Background: We conducted a comprehensive analysis of the epidemiology of trauma deaths in our urban county during a one-year period a decade ago. In the interim we have implemented a statewide trauma system, initiated a number of injury-prevention programs, and have had a major public effort to reduce drug traffic and related gangs. Consequently, we have reassessed the regional trauma mortality to ascertain the impact of these measures and to search for new injury patterns.
Methods: Trauma deaths occurring within our urban county from January 1 through December 31, 2002 were reviewed for mechanism, demographics, and cause of fatal injury; cases were identified using death certificates from the Colorado Department of Public Health. We compared these data to the trauma fatalities occurring during 1992.
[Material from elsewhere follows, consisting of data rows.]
PR #1337, opened 2026-06-05
Fix evaluator scoping in Imperative small-step semantics

aqjune-aws:
Reworks the small-step semantics of Imperative to dix a scoping bug regarding internal function declaration.

Subset of the changes from PR #1325 — the `OverapproximatesWhen`/`OverapproximatesAggressively`/`InitEnvWF` work is deferred to a follow-up PR.

* Evaluator scoping (FIX of a scoping bug — function declarations leaked out of their enclosing block): Inner function declarations (`step_funcDecl`) extend the evaluator (`Env.eval`) with the new function, and previously, that extension persisted past the enclosing block — i.e. a `funcDecl` inside a block was visible to code AFTER the block exited. This is wrong: by the language's variable-scoping rules, a `funcDecl`'s scope is its enclosing block, exactly parallel to `init`. The fix:
  * `Config.block` now carries a snapshot of the parent evaluator (`e_parent`) in addition to the parent store (`σ_parent`): `Config.block label σ_parent e_parent inner` (was 3-arg).
  * On `step_block_done` / `step_block_exit_match` / `step_block_exit_mismatch` the result config's `eval` is RESTORED to `e_parent`, so a `funcDecl` introduced inside the block is NOT visible after exit.

* New HasFvars / HasOps / HasOpsImp typeclasses:
  * `HasFvars` returns ALL free variables in an expression.
  * `HasOps` (`P.Expr → List P.Ident`) returns operator/function names referenced in an expression, parallel to `HasFvars` for variables.
  * `HasOpsImp` lifts that to commands (`Cmd.getOps`, `Cmds.getOps`).

* Refactoring of HasBool / HasBoolOps:
  * `HasBool` now extends `HasVal` and bundles `boolIsVal` (former `HasBoolVal` is folded in).
  * Boolean operations split out into `HasBoolOps` (extends `HasBool`): not, and, imp.


Strata/DL/Imperative/StmtSemantics.lean
```diff
@@ -246,23 +303,37 @@ inductive StepStmt
       labeled pairs `(String × P.Expr)`; only the expression part is
       evaluated.
 
+      Similarly, when a measure is present, it must evaluate to some integer
+      `v` and `v < 0` must evaluate to a boolean.  If `v < 0` evaluates to
+      `tt`, the cumulative `hasFailure` flag is set via `hasMeasureFailure`,
+      matching the invariant-failure pattern.  The measure is a labeled pair
+      `(String × P.Expr)` whose label can join the assertion-label collection
+      via `isAtAssert`.
+
```
atomb: I'm unconvinced that the measure should be part of the semantics. (I'm not even fully convinced that it should be in the formal AST -- I think it would make more sense as metadata.)

Is there a reason that it needs to be? Are there things you're trying to prove that require it?

aqjune-aws: It was motivated from a few thoughts:

Firstly the distinction between whether a component must be explicitly in AST vs. metadata depends on whether it should (or is desirable to?) appear in the formal semantics, and measure was in AST, so I thought it was a bit odd to not be described in the formal semantics. 

The second one (that is especially about adding a label to measure) is about the provenance of new assertions created by LoopElim (not related to proof as well). Currently loop elimination creates an assert that checks whether the measure truly decreases after loop elimination - but there was no way to find an assertion or any label in the source program that can be linked with the new assertion. A String label field was added next to the measure field in this patch for this reason (it will be Provenance once it is used for distinguishing labels), and once we have a way of tracking a chain of provenance of assertion, this will nicely point that 'hey, it is this measure that made this assertion'. :)

From the proof of LoopElim, absence of this check isn't a blocker because overapproximation must allow introduction of assertion failures that didn't happen in the source program.
But there can be other ways of checking the decreasing measure without relying on LoopElim, and I thought that if this is enforced in the semantics, it won't be missed in the different pipeline.

Actually I wonder how it works in other verification languages that provide a syntax for measure. Will it be used as a hint for termination, or does it strictly check whether the measure is truly decreasing...?

aqjune-aws: Switching the measure decrease check to optional, as discussed in a separate thread

joscoh: If we wanted to reason about total correctness, would we need the measure to be part of the semantics?

aqjune-aws: Our tentative conclusion was that having it in the semantics might be too restrictive if Strata has a pipeline that lowers to an analysis that doesn't support reasoning about termination by default (e.g., a simple implementation of abstract interpretation). It will make proving soundness of the pipeline challenging.
We will decouple measure check with state change & keep it in metadata, and it will be used as a hint when proving termination.

atomb: In response to @joscoh's question, I think it would still be possible to prove that, if a measure exists and decreases, evaluation will terminate, even if it's not part of the evaluation rules.

aqjune-aws:
Removed the measure check from the small-step semantics. The well-formedness of the measure (must evaluate to an integer numeral) is kept - it enforces introduction of 'assert (measure >= 0)' be well-typed, otherwise the evaluation of the assert (introduced by LoopElim) will stuck.

Strata/DL/Imperative/StmtSemantics.lean
```diff
@@ -289,17 +319,17 @@ inductive StepStmt
     StepStmt EvalCmd extendEval
       (.stmt (.loop .nondet m inv body md) ρ)
       (.seq
-        (.block .none ρ.store (.stmts body
+        (.block .none ρ.store ρ.eval (.stmts body
           { ρ with hasFailure := ρ.hasFailure || hasInvFailure }))
         [.loop .nondet m inv body md])
 
-  /-- Non-deterministic loop: exit the loop. -/
+  /-- Non-deterministic loop: exit the loop.  Measure must be `.none`. -/
```
joscoh: This seems more like a typing rule than an evaluation rule; is there a reason to have the `none` restriction in the step relation?

Strata/DL/Imperative/Stmt.lean
```diff
@@ -107,7 +111,7 @@ def Stmt.inductionOn {P : PureExpr} {Cmd : Type}
 /-! ### sizeOf -/
 
 mutual
-@[simp]
+@[simp, expose]
```
joscoh: I'm a bit surprised that these need to be exposed when so far we have been able to reason about statement/block termination without exposing them.

Strata/DL/Imperative/StmtSemanticsProps.lean
```diff
@@ -713,121 +782,35 @@ theorem block_noFuncDecl_preserves_eval
...
+theorem block_noFuncDecl_preserves_eval_exiting
+    (ss : List (Stmt P CmdT)) (ρ ρ' : Env P) (lbl : String)
+    (hnofd : Block.noFuncDecl ss = true)
+    (hexit : StepStmtStar P EvalCmd extendEval (.stmts ss ρ) (.exiting lbl ρ')) :
+    ρ'.eval = ρ.eval := by
+  suffices ∀ c₁ c₂,
+      Config.noFuncDecl c₁ →
+      StepStmtStar P EvalCmd extendEval c₁ c₂ →
+      c₂.getEnv.eval = c₁.getEnv.eval by
+    exact this _ _ (show Config.noFuncDecl (.stmts ss ρ) from hnofd) hexit
```
joscoh: Nit: we should avoid auto-generated names

Strata/DL/Imperative/StmtSemanticsProps.lean
```diff
@@ -1369,5 +1478,322 @@ theorem eval_stmts_set_comm
...
+  {EvalCmd : EvalCmdParam P CmdT} {extendEval : ExtendEval P}
+
+omit [HasOps P] in
+/-- Invert a `.seq` execution reaching terminal in `ReflTransT`: the inner
+    terminates first, then the tail stmts run to terminal.  Length bound
+    is strict so callers can recurse on `hstar.len`. -/
+theorem seqT_reaches_terminal
+    {inner : Config P CmdT} {ss : List (Stmt P CmdT)} {ρ' : Env P}
+    (hstar : ReflTransT (StepStmt P EvalCmd extendEval) (.seq inner ss) (.terminal ρ')) :
+    ∃ (ρ₁ : Env P), ∃ (h1 : ReflTransT (StepStmt P EvalCmd extendEval) inner (.terminal ρ₁)),
```
joscoh, line 1560: I could be missing something here, but it seems strange to me to have a relation in `Type` so that it can be used to define a function (via termination/size functions/etc) and yet the decomposition lemmas involve `exists` which lives in `Prop` (and so cannot be used for the same purpose). Could you briefly explain why the `Prop`-valued decomposition lemmas are sufficient?

Strata/DL/Imperative/PureExpr.lean
```diff
@@ -76,11 +51,51 @@ class HasFvar (P : PureExpr) where
...
+  numeralIsValue : ∀ n, isNumeral n = Bool.true → (@HasVal.value P) n
+  zeroIsNumeral : isNumeral zero = Bool.true
+  numeralHasNoFvars : ∀ (n : P.Expr), isNumeral n = Bool.true →
+    HasFvars.getFvars (P := P) n = []
+
+/-- Integer arithmetic / comparison primitives. -/
+class HasIntOps (P : PureExpr) [HasBool P] [HasFvars P] [HasInt P] where
+  eq    : P.Expr → P.Expr → P.Expr
+  lt    : P.Expr → P.Expr → P.Expr
+  decr  : P.Expr → P.Expr
```
joscoh: Is `decr` subtraction? If so, does it need that `lt (decr x) x` holds for all `x`? I ask only because this could plausibly be implemented by a non-well-behaved version (e.g. `Nat` subtraction) if a user is not careful. Maybe worth a comment what properties are needed of these? Eventually I think we would want `Lawful` versions.

joscoh (commented):
Can you add a test that demonstrates the negative case for the semantics: trying to call a function after it should be out of scope?

Strata/DL/Imperative/StmtSemanticsProps.lean
aqjune-aws: The benefit of `h1 : ReflTransT` defined as `Type` (and `h2` as well) is that the length of trace `.len` function can be defined. So conceptually it is really closer to a data structure that represents a trace of states.

Decomposing `seqT_reaches_terminal` will indeed return a trace `h1` (and `h2`) but the actual value of `h1` won't be visible because otherwise proof irrelevance won't hold, but when it is destructed inside a proof, the different values of `h1` can be behaved as observed because the proof will not depend on the actual value of `h1` anyway - did I address your concern..?

Strata/DL/Imperative/PureExpr.lean
aqjune-aws: decr wasn't necessary anymore - I erased it, thanks

Strata/DL/Imperative/StmtSemantics.lean
aqjune-aws: It doesn't help writing proofs, but the deterministic case which states that the measure has to evaluate to a numeric constant was necessary for LoopElim (otherwise the `assert (measure >= 0)` introduced by LoopElim will stuck). I thought about its corresponding update in the nondeterministic loop's semantics, and confirming that the measure being `.none` seemed like a good choice. :)

joscoh: Just to confirm, would evaluation get stuck if we allowed arbitrary `m` (instead of `.none`) here?

Strata/DL/Imperative/StmtSemanticsProps.lean
joscoh: I'm not sure I completely understand your explanation, but we can discuss later; it's not blocking.

joscoh (dismissed):

Strata/DL/Imperative/StmtSemantics.lean
aqjune-aws: Yes, it will stuck - it is analogous to the case when a measure that doesn't reduce to a numeric constant is given in the deterministic case.

Strata/DL/Imperative/StmtSemanticsProps.lean
aqjune-aws: Comparing `ReflTransT` with `ReflTrans`, the latter is truly an inductive predicate, but since it is `Prop` we can't define the 'length' of the specific relation chain. `ReflTransT` allows this (in Strata/DL/Util/Relations.lean):
```
@[simp] def ReflTransT.len : @ReflTransT A r a b → Nat
  | .refl _ => 0
  | .step _ _ _ _ rest => 1 + rest.len
```
The benefit of allowing the notion of size is that now we can use a strong induction. For example, if we want to write a proof that uses strong induction on `ReflTrans`, it is tricky because we can't define "what is less than what". For `ReflTransT`, this is now possible because we have a size of relation.

Strata/DL/Imperative/CmdSemantics.lean
```diff
@@ -166,6 +171,7 @@ inductive EvalCmd [HasFvar P] [HasBool P] [HasNot P] :
     ---
     EvalCmd δ σ (.init x _ .nondet _) σ' false
 
+
```
atomb: Was this added line intentional?

Strata/DL/Imperative/CmdSemanticsProps.lean
```diff
@@ -254,7 +254,7 @@ theorem InitStateUniqueResult
 /-! ### Assert / set commutation -/
 
 theorem eval_assert_store_cst
-  [HasFvar P] [HasBool P] [HasNot P]:
+  [HasFvar P] [HasBool P] [HasBoolOps P] [HasFvars P] [HasOps P] [HasInt P]:
```
atomb: Is `HasInt` still necessary in most of these, given the removal of measures from the semantics?

Strata/DL/Imperative/HasVars.lean
```diff
@@ -19,10 +19,16 @@ class HasVarsPure (P : PureExpr) (α : Type) where
 /-! # Imperative Variable Lookup : HasVarsImp -/
 
 class HasVarsImp (P : PureExpr) (α : Type) where
-  definedVars : α → List P.Ident
+  definedVars : α → Bool/-exclude vars not visible from outside?-/ → List P.Ident
```
atomb: I'm not sure I understand this comment. Is it a question that still needs to be resolved?

Strata/DL/Imperative/StmtSemantics.lean
atomb: This is a complex issue, and I think one that might benefit from a more detailed design discussion. Ultimately, we're interleaving the question of what the program does what what we want to prove about it in a way that I don't think should be necessary. But avoiding it could require rethinking a few things. At the moment I'm thinking I'd like us to do one of two things:
* Start with a contract -> assertion pass that turns things like contracts, invariants, and measures into explicit assertions, and follow that up with a pass that eliminates loops (or does other transformations) with that already in place. Notably, the first pass would actually change semantics -- it could lead a program to fail more often -- but I think that's ultimately what we want if we take this path.
* Have invariants and measures live in metadata and keep them in metadata after the loop elimination process. The verifier would then interpret the metadata when generating VCs.

aqjune-aws: Splitting a pass into two steps sounds like a good idea - it will make an non-overapproximating version of LoopElim available as well.

Looking at this diff again, the measure update in the `step_loop_nondet_exit` case looked slightly weird because another case `step_loop_nondet_enter` didn't need a corresponding update. I could confirm that this was a truly redundant update & reverted it.

Strata/DL/Imperative/CmdSemantics.lean
aqjune-aws: No, I removed the new line. :) Thanks

Strata/DL/Imperative/CmdSemanticsProps.lean
aqjune-aws: It was not necessary, and I removed `HasInt` and `HasFvars` from a few theorems.

Strata/DL/Imperative/HasVars.lean
aqjune-aws: I clarified the comment - it explains what the `Bool` argument is.

aqjune-aws:
Fixed the merge conflict and ready to get comments :)

atomb (approved):

joscoh (approved):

Results: During the 2002 study period, there were 420 injury-related deaths. Most of the patients were men (296 patients, 70%), with a mean age of 47.3 years (median age, 42 years). The three predominant mechanisms of fatal injury were transport-related (180 patients, 43%), intentional (99 patients, 24%), and falls (86 patients, 20%). Comparison between 1992 and 2002 showed significant increases in the percentage of transport-related and fall-related deaths, and a significant reduction in intentional fatal injuries. There was also a shift in the percentage of deaths occurring in the first 24 h to delayed times. The death rate per capita in Denver County declined from 0.081 in 1992 to 0.060 in 2002.
Conclusions: Along with a decrease in the per capita death rate, the major mechanisms of patient's deaths changed substantively over the decade 1992-2002; there was a shift from intentional injuries to transport-related deaths as the predominant etiology of trauma related deaths. Recognition of such injury patterns will direct future injury-prevention efforts and coordination of citywide trauma care.